A landmark study from King's College London found SARS-CoV-2 viral genomes lingering in the lungs of deceased COVID-19 patients. Autopsies uncovered profound abnormalities in pulmonary cells.
Many patients experience symptoms months after SARS-CoV-2 infection, a condition known as long COVID. These include neurological or cognitive issues, sensory disturbances, cardiac problems, dyspnea (shortness of breath), chronic fatigue, and muscle or joint pain.
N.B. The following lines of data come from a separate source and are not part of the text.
PR #649, opened 2023-06-30
[Concept] Docs - Classes

vaeng:
This is the first concept on classes. There will be more which handle inheritance, destructors and other topics.


concepts/classes/introduction.md
```diff
@@ -0,0 +1,94 @@
...
+
+Constructors are a big topic and have many nuances.
+If you are not explicitly defining a constructor for your class, the compiler will do the job for you.
+This has happened in the first example above.
+All variables are set to the value that was stated in the definition of the class.
+If you had not given any values, the variables would be uninitialized, which might have unintended consequences.
+
+## Structs
+
+Structs are a remainder of the C past that developed into C++.
```
BethanyG, line 89:
```suggestion
Structs are a holdover from the C past that developed into C++.
```

concepts/classes/introduction.md
```diff
@@ -0,0 +1,94 @@
...
+They are pretty much the same thing as classes, there is only one exception.
```
BethanyG, line 90:
```suggestion
They are effectively the same thing as `classes` with one important exception.
```

concepts/classes/introduction.md
```diff
@@ -0,0 +1,94 @@
...
+By default everything in a class is private. Structs are public until defined otherwise.
```
BethanyG, line 91:
```suggestion
By default, everything in a `class` is `private`.
Structs, on the other hand are `public` until defined otherwise.
```

concepts/classes/introduction.md
```diff
@@ -0,0 +1,94 @@
...
+
+Conventionally, the struct keyword is often used for data-only structures.
```
BethanyG, line 93:
```suggestion
Conventionally, the `struct` keyword is often used for **data-only structures**.
```

concepts/classes/introduction.md
```diff
@@ -0,0 +1,94 @@
...
+The class keyword is preferred for objects that have both data and functions.
```
BethanyG, line 94:
```suggestion
The `class` keyword is preferred for objects that have both data **and** function members.
```

BethanyG (approved):
Nice work!  All of these are really nits -- none of them are essential, and boil down to style/opinion.  Feel free to ignore.  There were a couple places where I think more explanation would help, but leaving it as-is would be fine as well.

concepts/classes/introduction.md
```diff
@@ -0,0 +1,94 @@
...
+
+Classes can have **member variables** and **member functions**.
+They are accessed by the **member selection** operator `.`.
+Just as variables outside of classes, it is advisable to initialize them with a value upon declaration.
+This value will then become the default for newly created objects from this class.
+
+## Encapsulation and Information Hiding
+
+Classes offer the option to restrict the usage of their members.
+The two basic cases are `private` and `public`.
```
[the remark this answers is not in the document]
vaeng: I was hoping the example makes it clear and I don't (yet) have to go into the nitpicking that `protected` brings, when it is introduced. You are probably right it should get a bit more explanation

concepts/classes/introduction.md
```diff
@@ -0,0 +1,94 @@
...
+    int damage{5};
+};
+
+Wizzard el{"Eleven"};       // deals  5 damage
+Wizzard vecna{"Vecna", 50}; // deals 50 damage
+```
+
+Constructors are a big topic and have many nuances.
+If you are not explicitly defining a constructor for your class, the compiler will do the job for you.
+This has happened in the first example above.
```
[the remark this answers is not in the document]
vaeng: Do you think that will bring additional insight? Because the compiler would insert:
```cpp
Wizard(){};
```

concepts/classes/introduction.md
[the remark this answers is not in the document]
BethanyG: It might just be my penchant for over-explanation surfacing.  😉 

I do think saving `protected` for when you have a very clear use case would be good.  I feel like `public`/`private`/`protected` often get swirled around and confused when someone is learning them all at once.

concepts/classes/introduction.md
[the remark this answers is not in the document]
BethanyG: ah!  And that is the misunderstanding here.  When I first read this, I took it to mean that if you didn't provide:

```c++
    Wizzard(std::string new_name) {
      name = new_name;
    }
```
..the compiler would fill in for you.  But the compiler will only provide an _empty_ constructor, hence the mention of setting member variable values.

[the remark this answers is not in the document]
vaeng: What do you think of this version?

concepts/classes/introduction.md
```diff
@@ -0,0 +1,94 @@
...
+silverhand.name = "Laeral";
+// damage is private -> Compilation error
+silverhand.damage = 500; 
+```
+
+## Constructors
+
+Constructors offer the possibility to assign values to member variables when the object is created.
+They have the same name as the class and no return type.
+A class can have several constructors:
```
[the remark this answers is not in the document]
vaeng: Is this enough?

concepts/classes/introduction.md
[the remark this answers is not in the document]
vaeng: Better?

concepts/classes/introduction.md
```diff
@@ -0,0 +1,95 @@
...
+class Wizzard {
+  public:
+    int cast_spell() {
+      return damage;
+    }
+    std::string name{};
+  private:
+    int damage{5};
+};
+
```
siebenschlaefer, line 37: You could consider adding comments to this code example, explaining key lines.
E.g. something like
```
  public:   // from here on all members are accessible publicly
    inc cast_spell() {  // defines the public member function cast_spell
    ...
    std::string name{};  // defines the public member variable `name`
  private:  // from here on all members are private
    int damage{5};  // defines the private member variable `damage`
```

concepts/classes/introduction.md
```diff
@@ -0,0 +1,95 @@
...
+Wizzard el{"Eleven"};       // deals  5 damage
+Wizzard vecna{"Vecna", 50}; // deals 50 damage
+```
+
+Constructors are a big topic and have many nuances.
+If you are not explicitly defining a `constructor` for your `class`, the compiler will do the job for you.
+This has happened in the first example above.
+All variables are set to the value that was stated in the definition of the class.
+If you had not given any values in that definition, the variables would be uninitialized, which might have unintended consequences.
```
siebenschlaefer, line 89: "would" -> "might" because all types with a default constructor will be default-initialized

concepts/classes/introduction.md
```diff
@@ -0,0 +1,95 @@
...
+
+## Structs
+
+Structs are a holdover from the C past that developed into C++.
```
siebenschlaefer, line 93: that sounds like structs are somehow discouraged. but they are even recommended by the C++ Core Guidelines for compound entities that do not have an invariant (i.e. when they just hold a couple of member variables that can be modified freely)

concepts/classes/.meta/config.json
```diff
@@ -0,0 +1,8 @@
+{
+  "blurb": "In C++, classes are objects with their own set of characteristics and abilities. They make it easier to organize and reuse code by grouping related data and functions together in a structured and organized way.",
```
siebenschlaefer, line 2: "classes are objects" -> "classes are types"

concepts/classes/introduction.md
```diff
@@ -0,0 +1,95 @@
+# Introduction
+
+It is time to get to one of the core principles of C++: object-oriented programming (OOP).
```
siebenschlaefer, line 3: "principles" -> "paradigms" (at least that's what it's most often called in my experience)

concepts/classes/introduction.md
vaeng: Good idea! This would help indeed

concepts/classes/introduction.md
vaeng:
```suggestion
Structs came from the language's original C roots and are as old as C++ itself.
```
How does that sound to you?

concepts/classes/introduction.md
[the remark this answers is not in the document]
BethanyG: Yes!  I like the change.  😄

concepts/classes/introduction.md
```diff
@@ -0,0 +1,99 @@
...
+// name is public and can be changed:
+silverhand.name = "Laeral";
+// damage is private -> Compilation error
+silverhand.damage = 500; 
+```
+
+## Constructors
+
+Constructors offer the possibility to assign values to member variables at object creation.
+They have the same name as the `class` and do not have return type.
```
BethanyG, line 58:
```suggestion
They have the same name as the `class` and do not have a return type.
```

concepts/classes/introduction.md
```diff
@@ -0,0 +1,99 @@
...
+A class can have several constructors.
+This is useful if you are not always in need to set all variables.
```
BethanyG, line 60:
```suggestion
This is useful if you do not always have a need to set all variables.
```

concepts/classes/introduction.md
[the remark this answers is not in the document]
BethanyG: Yup. That works.  And when all else fails, you can comment.  But I do think this version reads better.

concepts/classes/introduction.md
```diff
@@ -0,0 +1,99 @@
...
+
+## Structs
+
+Structs are a holdover from the C past that developed into C++.
+They are effectively the same thing as `classes` with one important exception.
+By default, everything in a `class` is `private`.
+Structs, on the other hand are `public` until defined otherwise.
+Conventionally, the `struct` keyword is often used for **data-only structures**.
+The `class` keyword is preferred for objects that have both data **and** function members.
+The class keyword is preferred for objects that have both data and functions.
```
BethanyG, line 99: I think either line 98 or line 99 .. but not both.

siebenschlaefer: @vaeng Oh, I completely missed these lines.  
Are you sure about them? In my experience it's completely fine for a `struct` to have member variables and member functions.

From a technical standpoint a `struct` and a `class` are almost identical, the only differences are that the implicit "default" access specifier (`public` for `struct`, `private` for `class`), and an implicit "default" access-specifier when defining a derive class (`public` inheritance when deriving from a `struct`, `private` inheritance when deriving from a `class`).

So it's "just" about conventions. The advice I heard from leading experts is that classes are for types with an invariant, something that must be true over the lifetime of an object. The constructor is responsible for establishing that invariant and it must hold at the end of each public member function. That's when you need to make member variable `private`, it allows the class to control the values and preserve the invariant. structs are for types without an invariant, where member variables can be modified from the outside. But that doesn't necessarily prevent them for having member functions.

vaeng: You are right. My "convention" is just the way I practiced it in the past.
The "use structs for pod" is surely a consequence of something without an invariant. I wonder how we can write that advice without being too technical.
I went through a lot of math courses and know people who did them with me who never became confident in finding invariants for their logical reasoning. 
Maybe I should give an example like "a wizard's life or mana cannot be negative, so these values are controlled by functions, rather than offer the possibility to set those directly". That might be a bit too wordy? Should this be moved the about.md?

vaeng: What do you think of this change? @siebenschlaefer @BethanyG

siebenschlaefer: Looks good!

A King's College study published November 4, 2020, provides key insights. Researchers examined liver, heart, lung, and kidney samples from 41 patients who died from the virus between February and April 2020. Results showed profound disruption to normal lung architecture, with respiratory tissue transforming into fibrous scar tissue.
The study identified two hallmarks unique to COVID-19 pneumonia in 90% of cases: thrombosis (severe blood clotting) in pulmonary arteries and veins, plus abnormally enlarged lung cells with multiple nuclei from cell fusion—triggered by the virus's spike protein.
Viral genomes persisted long-term in respiratory cells, blood vessel cells, and fused cells, causing structural lung changes that linger for weeks or months and fuel long COVID. No such persistence or inflammation appeared in other organs.
This work advances our understanding: COVID-19 damage stems not just from infected cell death, but from enduring abnormal cells. Researchers are now testing these cells' impact on clotting and inflammation, targeting drugs to block spike protein-induced fusion.